To make this plot, I use the following code

1) Gather the data

df_grp <- df %>%
gather(key = condition, value = Y_N, -SR_hlt) %>%
group_by(condition, Y_N, SR_hlt) %>%
summarise(count = n()) %>%
mutate(freq = round(count/sum(count) * 100, digits = 1))

2) Plot this data

df_plot <- df_grp  %>%
filter(Y_N == 1) %>%
ggplot(aes(x = reorder(condition, -freq), y = freq, fill = factor(SR_hlt)), width=0.5) +
geom_bar(stat="identity", position = position_dodge(0.9))
df_plot

The x = reorder(condition, -freq) should be the thing which orders the bars, but I don't think this is working in this case, because the freq values are dependent on the value of a third variable, SR_hlt. Is it possible to order the bars by the value of freq when the value of SR_hlt == 1?


Solution

  • This can be accomplished using the handy package forcats, specifically fct_reorder2

    df_plot <- df_grp  %>%
      filter(Y_N == 1) %>%
      ggplot(aes(x = fct_reorder2(condition, SR_hlt, -freq), 
                 y = freq, fill = factor(SR_hlt)), width=0.5) +
      geom_bar(stat="identity", position = position_dodge(0.9))
    df_plot
    

    This is setting condition as a factor, and since SR_hlt == 1 is of interest, we arrange from low to high for SR_hlt, followed by -freq, or from high to low for freq.

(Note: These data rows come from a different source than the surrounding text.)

PR #7425, opened 2026-08-12
fix(bulkProcessing): review button showing up wrongly DEV-2676

magicznyleszek:
### 🗒️ Checklist

1. [x] run linter locally

### 📣 Summary

The "Review" button for an automatic transcription now appears only in the column of the language it was transcribed into, instead of in every transcript column of that row.

### 💭 Notes

A question can only hold one transcript, so a transcript awaiting approval belongs to a single language column. Previously it was flagged in all of them, including columns that showed no text at all.

The same correction applies to "Approve all selected" in a transcript column header menu: it now stays disabled when the only pending transcripts in the selected rows are in a different language, and the approve confirmation no longer offers to approve them.

Changes here:

- `submissionUtils.tsx`
  - `hasUnacceptedAutomaticContent()` compares the transcript's `languageCode` against the column's before reporting pending content. The translation branch right below already did this.
  - `hasAnyUnacceptedAutomaticContent()` delegates per submission, so the "Approve all selected" menu item and `evaluateAlreadyApproved` pick up the fix for free.
- `bulkProcessingUtils.ts`
  - New `hasTranscriptInAnyLanguage()`. This one ignores the language **on purpose**: any existing transcript gets overwritten by a new transcription regardless of language, so it all counts as content at risk. Documented next to its language-aware sibling `hasTranslatableTranscript()` so nobody files this as the same bug six months from now.
- `alertEvaluators.ts` + `BulkTranscriptionModal.tsx`
  - Both had their own copy of the "does this row already have a transcript" check. They now share the helper above, which keeps the already-transcribed warning count and the quota estimate from drifting apart.
- Tests
  - `submissionUtils.tests.ts`: a pending transcript in one language must not light up another language's column, plus the same for the bulk-approve helper.
  - `bulkProcessingUtils.tests.ts`: pins the intentional language-blindness of the new helper.

No existing test needed changing.

### 👀 Preview steps

1. ℹ️ have a project with an audio question and at least three submissions
3. open the processing view for submission 1's audio question and transcribe it manually into Turkish
4. do the same for submission 2, but into English — the table now has two transcript columns
5. select submission 3, then use the audio question column header menu → Transcribe selected audio files, pick English and start it
6. wait for the bulk transcription to finish and refresh the table
7. 🔴 [on main] notice the "Review" button in submission 3 for **both** the Turkish and English transcript columns, even though the Turkish cell is otherwise empty
8. 🟢 [on PR] notice the "Review" button only in the English transcript column
9. 🟢 with submission 3 selected, open the Turkish transcript column header menu and notice "Approve all selected" is disabled; in the English column it's enabled


jamesrkiger (approved):
LGTM

PR #7428, opened 2026-08-13
fix(formbuilder): duplicate imported question name DEV-2269

magicznyleszek:
### 🗒️ Checklist

1. [x] run linter locally

### 📣 Summary

Fixed a bug where adding the same question or block from the Library multiple times gave every copy the same data column name in Formbuilder.

### 💭 Notes

Formbuilder was showing the same data column name for each copy, even though the saved form definition had already renamed them to be unique. Copies now get their unique name right away, so what you see in Formbuilder matches what ends up in the XLSForm.

Blocks were affected more seriously: adding one twice produced genuinely duplicated names in the form definition, not just in the display. Every question inside a block copy now gets a unique name too.

Changes here:

- **jsapp/xlform/src/model.survey.coffee**
  - `_ensure_row_name_is_unique()` - new. Runs `finalize()` (fills an empty name from the label) then `deduplicate()` (appends `_001` on a clash), in that order. Same mechanism the Duplicate button already uses.
  - `_is_row_name_taken()` - new. Guards the rename, because `deduplicate()` re-sluggifies and would truncate long names at 30 characters that had no clash to begin with.
  - `insertSurvey()` - single questions: renames the row that `add()` actually returns. Previously it renamed the library row before `add()` built a fresh one from JSON, so the rename went to an object nobody kept. Groups: renames the group and everything inside it, which was missing entirely.
- **jsapp/xlform/src/model.survey.d.ts** - declarations for the two new methods.
- **test/xlform/survey.tests.coffee** - 7 tests: question twice, block twice, clash with a hand-typed question, label-only library item, model vs. `toCsvJson()` parity, save/reload round trip, and long names left alone. Three of them fail without the fix.

### 👀 Preview steps

2. In the Library, create a `select_one` question named "Choose a fruit" with a few options, and a block containing two or three questions
3. Open a project in Formbuilder, click **Add from Library** in the right panel
4. Drag the "Choose a fruit" question into the form **twice**
5. Open the settings on both copies and compare **Data column name**
6. 🔴 [on main] both say `choose_a_fruit`
7. 🟢 [on PR] the second one says `choose_a_fruit_001`
8. Now drag the block in **twice** as well
9. 🟢 [on PR] every question in the second block copy has its own name, suffixed `_001`
10. SAVE, leave Formbuilder, then re-open it
11. 🟢 the names are still unique and unchanged - no surprise renaming on reload
12. Project → Settings → Download → XLS, and open the file
13. 🟢 the names in the spreadsheet match what Formbuilder showed you
14. Add a new option to the first fruit question, SAVE, re-open
15. 🟢 the second fruit question still has its original options - the two are no longer joined at the hip


pauloamorimbr (approved):
LGTM! 👏🏻

PR #7429, opened 2026-08-13
ci(release): maybe fix a false-positive transifex diff DEV-1916

Akuukis:
### 💭 Notes

git on CI weirdly didn't pick up modified files from transifex.
This change should check for changes better, as well reveal more info in case it doesn't work too.


noliveleger (approved):
LGTM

    Alternatively, you can set the factor before the ggplot call using standard dplyr only:

    df_plot <- df_grp  %>%
      ungroup() %>% 
      filter(Y_N == 1) %>%
      arrange(SR_hlt, desc(freq)) %>% 
      mutate(condition = factor(condition, unique(condition))) %>% 
      ggplot(aes(x = condition, y = freq, fill = factor(SR_hlt)), width=0.5) +
      geom_bar(stat="identity", position = position_dodge(0.9))
    df_plot
    

    In the above, I use arrange to sort the dataframe for highest freq for SR_hlt. Next, I use mutate to take advantage of the sorted dataframe by factoring condition in the order of appearance.